Background
m6A is the most prevalent and abundant form of mRNA modifications and is closely related to tumor proliferation, differentiation, and tumorigenesis. In this study, we try to conduct an effective prediction model to investigated the function of m6A RNA methylation modulators in pancreatic adenocarcinoma and estimated the potential association between m6A RNA methylation modulators and tumor microenvironment infiltration for optimization of treatment.
Methods
Expression of 28 m6A RNA methylation modulators and clinical data of patients with pancreatic adenocarcinoma and normal samples were obtained from TCGA and GTEx database. Differences in the expression of 28 m6A RNA methylation modulators between tumour (n = 40) and healthy (n = 167) samples were compared by Wilcoxon test. LASSO Cox regression was used to select m6A RNA methylation modulators to analyze the relationship between expression and clinical characteristics by univariate and multivariate regression. A risk score prognosis model was conducted based on the expression of select m6A RNA methylation modulators. Bioinformatics analysis was used to explore the association between the m6Ascore and the composition of infiltrating immune cells between high and low m6Ascore group by CIBERSORT algorithm. Evaluation of m6Ascore for immunotherapy was analyzed via the IPS and three immunotherapy cohort.

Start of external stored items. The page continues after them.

PR #1698, opened 2024-08-13
Update AllureManager.java

zanoon2020:


src/main/java/com/shaft/tools/io/internal/AllureManager.java
```diff
@@ -53,9 +53,8 @@ private static void copyAndOpenAllure() {
     }
 
     private static String renameAllureReport() {
```
zanoon2020, line 55: @MohabMohie i need your opinion here , i did change to make any allure report named with generation date whether accumulate flag is enabled or not .

Issue #1697, opened 2024-08-13
[Bug]: (API) SOAP Request Fails Due to Improper Encoding of XML Content Type


KyrillosNageh:
**Describe the bug**

When attempting to send a SOAP request with an XML body, the request fails due to an improper encoding of the content type text/xml. The system throws a java.lang.IllegalArgumentException indicating that it doesn't know how to encode the SOAP envelope as a byte stream

**Environment**

 1. SHAFT_Engine version : Latest version (8.3.20240803)

**To Reproduce**

1. Initialize a RequestBuilder object to make a SOAP request.
2. Set the Content-Type header to text/xml.
3. Attempt to send the request with the provided XML body.
4. Observe the failure in the logs.

**Example code:**

  api = new SHAFT.API("http://www.dneonline.com/calculator.asmx");
String requestXml="<soapenv:Envelope xmlns:soapenv=\"http://schemas.xmlsoap.org/soap/envelope/\" xmlns:tem=\"http://tempuri.org/\">\n" +
        "   <soapenv:Header/>\n" +
        "   <soapenv:Body>\n" +
        "      <tem:Multiply>\n" +
        "         <tem:intA>10</tem:intA>\n" +
        "         <tem:intB>2</tem:intB>\n" +
        "      </tem:Multiply>\n" +
        "   </soapenv:Body>\n" +
        "</soapenv:Envelope>";
        
api.addHeader("Content-Type", "text/xml");
api.addHeader("SOAPAction", "http://tempuri.org/Multiply");
Response response = api.post("")
    .setRequestBody(requestXml)
    .performRequest();

**Expected behavior**

The SOAP request should be properly encoded and sent to the server, with the XML body being handled as text/xml content.

**Actual  behavior**

The system throws a java.lang.IllegalArgumentException, indicating that it does not know how to encode the SOAP envelope as a byte stream, causing the request to fail.

**Link to SHAFT_Engine Console logs**

https://gist.github.com/KyrillosNageh/086244efc9d26761bfc34e03c58a78e7

MohabMohie:
can you kindly share a native rest assured code snippet that works?

KyrillosNageh:
String requestXml="<soapenv:Envelope xmlns:soapenv=\"http://schemas.xmlsoap.org/soap/envelope/\" xmlns:tem=\"http://tempuri.org/\">\n" +
                "   <soapenv:Header/>\n" +
                "   <soapenv:Body>\n" +
[...]

PR #1703, opened 2024-08-17
Fix: Ensure Content-Type is set based on header value if not explicit…

KyrillosNageh:
Fixes [#1697](https://github.com/ShaftHQ/SHAFT_ENGINE/issues/1697)

This PR ensures that the `Content-Type` is set based on the header value if it is not explicitly set by the user.
- Modified the `prepareRequestSpecs` method to check if `contentType` is still `ContentType.ANY`.
- If `ContentType` is not explicitly set by the user, it now retrieves the `Content-Type` from `sessionHeaders` and applies it directly to the `RequestSpecBuilder`.
- This change ensures that the request uses the exact `Content-Type` provided in the headers, preventing encoding and serialization issues.

### DIFF
--- a/pom.xml
+++ b/pom.xml
@@ -42,6 +42,7 @@
 
     <dependencyManagement>
         <dependencies>
+
             <!-- JUNIT5 BOM -->
             <!-- https://mvnrepository.com/artifact/org.junit/junit-bom -->
             <dependency>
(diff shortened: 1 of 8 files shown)


KyrillosNageh:
.

PR #1704, opened 2024-08-17
Fix: Ensure Content-Type is set based on header value if not explicitly set

KyrillosNageh:
Fixes [#1697](https://github.com/ShaftHQ/SHAFT_ENGINE/issues/1697)

This PR ensures that the `Content-Type` is set based on the header value if it is not explicitly set by the user.
- Modified the `prepareRequestSpecs` method to check if `contentType` is still `ContentType.ANY`.
- If `ContentType` is not explicitly set by the user, it now retrieves the `Content-Type` from `sessionHeaders` and applies it directly to the `RequestSpecBuilder`.
- This change ensures that the request uses the exact `Content-Type` provided in the headers, preventing encoding and serialization issues.


MohabMohie (approved):
Thank you for your valuable contribution!
Note that in the future it would be great if you can add a test class that can cover this case to ensure our code coverage doesn't decrease.

PR #1800, opened 2024-11-08
fix allure history and trends generation

MohabMohie:
-allure.accumulateHistory=true
will now behave as expected, saving execution history and showing relevant trends to help identify flaky tests.

-allure.accumulateReports=true
will now be more relevant, as the report will hold details of the current test run only; previous run details will no longer show in the retries tab.

### DIFF
--- a/src/main/java/com/shaft/tools/io/internal/AllureManager.java
+++ b/src/main/java/com/shaft/tools/io/internal/AllureManager.java
@@ -138,12 +138,14 @@ public class AllureManager {
     }
 
     private static void cleanAllureResultsDirectory() {
-        // clean allure-results directory before execution
-        var allureResultsPath = allureResultsFolderPath.substring(0, allureResultsFolderPath.length() - 1);
-        try {
-            internalFileSession.deleteFolder(allureResultsPath);
-        } catch (Exception t) {
-            ReportManager.log("Failed to delete '" + allureResultsPath + "' as it is currently open. Kindly restart your device to unlock the directory.");
+        if (SHAFT.Properties.allure.cleanResultsDirectory()) {
+            // clean allure-results directory before execution
+            var allureResultsPath = allureResultsFolderPath.substring(0, allureResultsFolderPath.length() - 1);
+            try {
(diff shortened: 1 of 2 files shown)


src/main/java/com/shaft/tools/io/internal/AllureManager.java
```diff
@@ -177,22 +176,55 @@ private static void overrideAllurePluginConfiguration() {
...
+        if (SHAFT.Properties.allure.accumulateHistory()) {
+            // move existing history to the correct folder
+            if (internalFileSession.doesFileExist(pathToLastHistoryDirectory)) {//if not the first test run and history already exists
+                internalFileSession.copyFolder(pathToLastHistoryDirectory, allureResultsFolderPath + File.separator + "history");
+            } else {
+                internalFileSession.createFolder(pathToLastHistoryDirectory);
+            }
+
+            internalTerminalSession.performTerminalCommand(getCommandToCreateAllureReport(customReportName, true));
+            internalTerminalSession.performTerminalCommand(getCommandToCreateAllureReport(customReportName, false));
```
AhmdZanoon, line 197: Dear @MohabMohie , I think this line will cancel the previous one , so the report will always be without history .

AhmdZanoon (changes requested):

src/main/java/com/shaft/tools/io/internal/AllureManager.java
MohabMohie: History data is now being moved to a temporary folder in the target directory.

This line ensures that there's no out of sync duplication between the history and retries tab.

By design, retries tab should only be for the current test run. And this allure-results folder should be cleared every run except for the history data, which is what we now map to.

MohabMohie: After discussion via slack your points made lots of sense and we agreed to use the following setup

allure.accumulateHistory=true
allure.accumulateReports=true
allure.cleanResultsDirectory=true

AhmdZanoon (approved):
nice and clean implementation as usual.
thanks @MohabMohie for your time and effort 😊

PR #1860, opened 2025-01-28
Allure results dynamic path

MustafaAgamy:
Added Logic to make Allure-Results path Dynamic via Properties file 

You can find more info in the following link
https://allurereport.org/docs/testng/#specifying-allure-results-location

What's done in that PR:
- Create `"AllureResults"` Interface that contains the property value that will be in the `"allure.properties"` file
- Create `"allure.properties"` file with the `"allure.results.directory"` property in the same directory as the `default properties`
- Create the method that will copy `"allure.propeties"` in the `"initializeAllureProperties"` method at `"PropertiesHelper"` class following the same approach of  `"initializeDefaultProperties`" method
- Fix the paths of allureresults in `"AllureManager"` to instead of `"SHAFT.Properties.paths.allureResults()"` to `"SHAFT.Properties.allureResults.allureResultsDirectory()"`
- Added the logic to `"ReportHelper"` class in order to attach the `"allure.properties"` at `"src/test/resources"` directory to be attached to the allure report
- Created `"AllureResultsTests"` to cover the newly added Property

**The logic will do the following, when running the project for the first time and allure.properties doesn't exist it will create it under test/resources after that when the user can change the allure-results path**

### DIFF
--- a/.gitignore
+++ b/.gitignore
@@ -1720,4 +1720,3 @@ OpenLHReport.js
 /src/main/resources/docker-compose/data/storage/prj-users/thumbnail-default
 /src/main/resources/docker-compose/data/storage/prj-users/thumbnail-superadmin
 /src/test/resources/testDataFiles/allure-results/environment.xml
-/src/test/resources/allure.properties
--- a/.gitignore
+++ b/.gitignore
@@ -22,7 +22,7 @@ debug.log
 /generateJdk.bat
 /generateJdk.sh
 /src/main/resources/docker-compose/android-emulator/*
-/src/main/resources/properties/*
+#/src/main/resources/properties/*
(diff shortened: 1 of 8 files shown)


MohabMohie:
Can we discuss this more via slack?
I don't get the ROI of separating allure properties in a separate file if we still only support the path variable (which we already do under the path properties).

Is this an initial PR, and you have a plan to support all allure properties? If so, should we also move the report logo property?

MohabMohie:
I'll close this PR for now as per my last comment. We already have the allure path variable in our path properties file.
@AhmdZanoon to advise.

MustafaAgamy:
@MohabMohie let's discuss more on slack

PR #641, opened 2017-09-08
Snoble/fix bigdecimal semigroup

snoble:
Fixes bug where there was no Semigroup for BigDecimal. With tests.

### DIFF
--- a/algebird-core/src/main/scala/com/twitter/algebird/Semigroup.scala
+++ b/algebird-core/src/main/scala/com/twitter/algebird/Semigroup.scala
@@ -195,6 +195,7 @@ object Semigroup extends GeneratedSemigroupImplicits with ProductSemigroups with
   implicit def jshortSemigroup: Semigroup[JShort] = JShortRing
   implicit def longSemigroup: Semigroup[Long] = LongRing
   implicit def bigIntSemigroup: Semigroup[BigInt] = BigIntRing
+  implicit def bigDecimalSemigroup: Semigroup[BigDecimal] = implicitly[Ring[BigDecimal]]
   implicit def jlongSemigroup: Semigroup[JLong] = JLongRing
   implicit def floatSemigroup: Semigroup[Float] = FloatRing
   implicit def jfloatSemigroup: Semigroup[JFloat] = JFloatRing
--- a/algebird-test/src/main/scala/com/twitter/algebird/BaseProperties.scala
+++ b/algebird-test/src/main/scala/com/twitter/algebird/BaseProperties.scala
@@ -25,9 +25,15 @@ import scala.math.Equiv
  * Base properties useful for all tests using Algebird's typeclasses.
  */
 object BaseProperties extends MetricProperties {
+  /**
+   * We generate a restricted set of BigDecimals for our tests because if we use
+   * the full range then the way we lose precision in addition does not satisfy
+   * the distributive property perfectly. This means BigDecimal isn't truly
+   * a Ring under it's very strict Equiv.
+   */
   val arbReasonableBigDecimals: Arbitrary[BigDecimal] = Arbitrary(
     for {
-      scale <- Gen.choose(-4, +4)
+      scale <- Gen.choose(-8, +8)
       base <- implicitly[Arbitrary[Int]].arbitrary
     } yield {
       (BigDecimal(base) * BigDecimal(10).pow(scale))
--- a/algebird-test/src/main/scala/com/twitter/algebird/BaseProperties.scala
+++ b/algebird-test/src/main/scala/com/twitter/algebird/BaseProperties.scala
@@ -33,7 +33,7 @@ object BaseProperties extends MetricProperties {
    */
   val arbReasonableBigDecimals: Arbitrary[BigDecimal] = Arbitrary(
     for {
-      scale <- Gen.choose(-8, +8)
+      scale <- Gen.choose(-7, +7)
       base <- implicitly[Arbitrary[Int]].arbitrary
     } yield {
       (BigDecimal(base) * BigDecimal(10).pow(scale))
--- a/algebird-test/src/main/scala/com/twitter/algebird/BaseProperties.scala
+++ b/algebird-test/src/main/scala/com/twitter/algebird/BaseProperties.scala
@@ -27,8 +27,8 @@ import scala.math.Equiv
 object BaseProperties extends MetricProperties {
   val arbReasonableBigDecimals: Arbitrary[BigDecimal] = Arbitrary(
     for {
-      scale <- Gen.choose(-128, +128)
-      base <- implicitly[Arbitrary[BigInt]].arbitrary
+      scale <- Gen.choose(-4, +4)
+      base <- implicitly[Arbitrary[Int]].arbitrary
     } yield {
       (BigDecimal(base) * BigDecimal(10).pow(scale))
     })
--- a/algebird-test/src/test/scala/com/twitter/algebird/NumericAlgebraTests.scala
+++ b/algebird-test/src/test/scala/com/twitter/algebird/NumericAlgebraTests.scala
@@ -1,0 +1,29 @@
+package com.twitter.algebird
+
+import org.scalatest._
+
+import org.scalatest.prop.PropertyChecks
+import org.scalacheck.{ Gen, Arbitrary, Prop, Properties }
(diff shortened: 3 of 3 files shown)


algebird-core/src/main/scala/com/twitter/algebird/Semigroup.scala
```diff
@@ -195,6 +195,7 @@ object Semigroup extends GeneratedSemigroupImplicits with ProductSemigroups with
   implicit def jshortSemigroup: Semigroup[JShort] = JShortRing
   implicit def longSemigroup: Semigroup[Long] = LongRing
   implicit def bigIntSemigroup: Semigroup[BigInt] = BigIntRing
+  implicit def bigDecimalSemigroup: Semigroup[BigDecimal] = implicitly[Ring[BigDecimal]]
```
oscar-stripe, line 198: can we add this for `Monoid` and `Group` too?

algebird-test/src/test/scala/com/twitter/algebird/BatchedTest.scala
```diff
@@ -52,6 +52,30 @@ class BatchedLaws extends CheckProperties {
   testBatchedMonoid[String]("String", 10)
   testBatchedMonoid[String]("String", 100)
   testBatchedMonoid[String]("String", 1000000)
+
+  def testBatchedSemigroup[A: Arbitrary: Semigroup](name: String, size: Int): Unit = {
+    implicit val m: Semigroup[Batched[A]] = Batched.compactingSemigroup[A](size)
+    property(s"CountMinSketch[$name] batched at $size is a Semigroup") {
```
oscar-stripe: what is countminsketch got to do with anything here?

algebird-test/src/test/scala/com/twitter/algebird/BatchedTest.scala
```diff
@@ -52,6 +52,30 @@ class BatchedLaws extends CheckProperties {
   testBatchedMonoid[String]("String", 10)
   testBatchedMonoid[String]("String", 100)
   testBatchedMonoid[String]("String", 1000000)
+
+  def testBatchedSemigroup[A: Arbitrary: Semigroup](name: String, size: Int): Unit = {
```
oscar-stripe: why was this added here. Seems a weird way to test bigdecimal?

Can we instead add a file like `NumericAlgebraTests.scala` that has something like:
```scala
class NumericAlgebraTests extends CheckProperties {
  property("test bigdecimal") {
    // check resolution:
    implicitly[Semigroup[BigDecimal]]
    implicitly[Monoid[BigDecimal]]
    implicitly[Group[BigDecimal]]
    // now test all the laws:
    ringLaws[BigDecimal]
  }
```
and similar for the numeric types we care about?

algebird-core/src/main/scala/com/twitter/algebird/Semigroup.scala
snoble: they're already there... this was the one gap

algebird-test/src/test/scala/com/twitter/algebird/BatchedTest.scala
snoble: yeah... I wanted to add _something_ as a test... even if it was crude... I'll add this instead

algebird-test/src/test/scala/com/twitter/algebird/BatchedTest.scala
snoble: copy-pasta... I didn't read at all but it comes directly from `def testBatchedMonoid`

algebird-test/src/test/scala/com/twitter/algebird/NumericAlgebraTests.scala
```diff
@@ -0,0 +1,23 @@
...
+      // check resolution:
+      implicitly[Semigroup[BigDecimal]]
+      implicitly[Monoid[BigDecimal]]
+      implicitly[Group[BigDecimal]]
+      // now test all the laws:
+      ringLaws[A]
+    }
+
+  testRingAndBelowProperties[Int]("int")
+  testRingAndBelowProperties[BigDecimal]("bigdecimal")
```
snoble: This one keeps failing for me with errors like
```
[info] NumericAlgebraTests:
[info] - test int
[info] - test bigdecimal *** FAILED ***
[info]       arg0 = 1.627209798210513,
[info]       arg1 = 606303697535274687,
[info]       arg2 = -0.003402952952309675094511817686947572
[info]     )
[info]     Label of failing property:
[info]       isDistributiveDifferentTypes
```

johnynek: it may not be distributive

did you check?

Float and Double are not.

snoble: when I test with
```
scala> def foo[T](a: T, b: T, c: T)(implicit rng: Numeric[T]) = {
     |     Equiv[T].equiv(rng.times(a, rng.plus(b, c)), rng.plus(rng.times(a, b), rng.times(a, c))) &&
     |     Equiv[T].equiv(rng.times(rng.plus(b, c), a), rng.plus(rng.times(b, a), rng.times(c, a)))
     | }
```
it seems to work with the failing values as BigDecimal

snoble: ahhh... it's rounding errors
```
scala> val a = BigDecimal(1.627209798210513)
a: scala.math.BigDecimal = 1.627209798210513

scala> val b = BigDecimal("606303697535274687")
b: scala.math.BigDecimal = 606303697535274687

scala> val c = BigDecimal("-0.003402952952309675094511817686947572")
c: scala.math.BigDecimal = -0.003402952952309675094511817686947572
scala> def bar[T](a: T, b: T, c: T)(implicit rng: Numeric[T]) = {
     | (rng.times(a, rng.plus(b, c)), rng.plus(rng.times(a, b), rng.times(a, c)), rng.times(rng.plus(b, c), a), rng.plus(rng.times(b, a), rng.times(c, a)))
     | }

scala> bar(a,b,c)
res9: (scala.math.BigDecimal, scala.math.BigDecimal, scala.math.BigDecimal, scala.math.BigDecimal) = (986583317320662231.5814891877975833,986583317320662231.581489187797583304121164227599838248,986583317320662231.5814891877975833,986583317320662231.581489187797583304121164227599838248)
```

How are those situations dealt with?

johnynek: you can set up a custom `Equiv` instance:

```scala
implicit val closeEnough: Equiv[BigDecimal] = new Equiv[BigDecimal] {
  val eps = BigDecimal(1e-10) // or something.
  def equiv(a: BigDecimal, b: BigDecimal) = 2 * (b - a).abs / (b.abs + a.abs) < eps
}
```

algebird-test/src/main/scala/com/twitter/algebird/BaseProperties.scala
```diff
@@ -27,8 +27,8 @@ import scala.math.Equiv
 object BaseProperties extends MetricProperties {
   val arbReasonableBigDecimals: Arbitrary[BigDecimal] = Arbitrary(
     for {
-      scale <- Gen.choose(-128, +128)
-      base <- implicitly[Arbitrary[BigInt]].arbitrary
+      scale <- Gen.choose(-4, +4)
+      base <- implicitly[Arbitrary[Int]].arbitrary
```
snoble: @johnynek: This may not be a good idea. I can go into it but when you add two BigDecimals that have sufficiently different scales it is possible to lose precision. And when testing out the distributive properties of rings the way in which the precision is lost is not distributive. I suspect nobody is surprised by this though so it's reasonable to limit the tests to cases where precision can't be lost.

johnynek: This is fine, but can we do the biggest scale we can do with the tests passing consistently? Would 24 work for instance?

snoble:
@johnynek: `(-8,+8)` was as far as I could get and consistently pass

snoble:
turns out I didn't try hard enough to break it :/

johnynek:
👍

PR #647, opened 2017-10-03
Make derivation macros work for generic case classes

travisbrown:
`returnType` doesn't work appropriately if the member type is generic.


johnynek:
I fracking hate sbt.

something in the build is somehow now wrong. The 2.12 build is looking for a non-existent 2.11 version of algebird.

I would love to get bids from people to see what I would have to pay to never have to worry about `sbt +++` vs `sbt ++` and get sane cross building support. Also, while this sbt expert is here, can they look at an scalajs build too.

johnynek:
going to merge assuming #648 fixes the build failure.

Thanks for fixing this!

johnynek:
this is published in 0.13.3: https://github.com/twitter/algebird/releases/tag/v0.13.3

PR #648, opened 2017-10-04
Upgrade to sbt 1.0.2

gkossakowski:
Removes sbt-doge. This plugin is now folded into sbt master.
Upgrade a bunch of plugins to versions compatible with sbt 1.0. Versions
plucked from https://github.com/sbt/sbt/wiki/sbt-1.x-plugin-migration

Besides, the biological signaling pathways of the m6A RNA methylation modulators were examined by gene set enrichment analysis (GSEA).
Results
Expression of 28 m6A RNA methylation modulators were upregulated in patients with PAAD except for MTEEL3. An m6Ascore prognosis model was established, including KIAA1429, IGF2BP2, IGF2BP3, METTL3, EIF3H and LRPPRC was used to predict the prognosis of patients with PAAD, the high risk score was an independent prognostic indicator for pancreatic adenocarcinoma, and a high risk score presented a lower overall survival. In addition, m6Ascore was related with the immune cell infiltration of PAAD. Patients with a high m6Ascore had lower infiltration of Tregs and CD8+T cells but a higher resting CD4+ T infiltration. Patients with a low m6Ascore displayed a low abundance of PD-1, CTLA-4 and TIGIT, however, the IPS showed no difference between the two groups. The m6Ascore applied in three immunotherapy cohort (GSE78220, TCGA-SKCM, and IMvigor210) did not exhibit a good prediction for estimating the patients’ response to immunotherapy, so it may need more researches to figure out whether the m6A modulator prognosis model would benefit the prediction of pancreatic patients’ response to immunotherapy.
Conclusion
Modulators involved in m6A RNA methylation were associated with the development of pancreatic cancer. An m6Ascore based on the expression of IGF2BP2, IGF2BP3, KIAA1429, METTL3, EIF3H and LRPPRC is proposed as an indicator of TME status and is instrumental in predicting the prognosis of pancreatic cancer patients.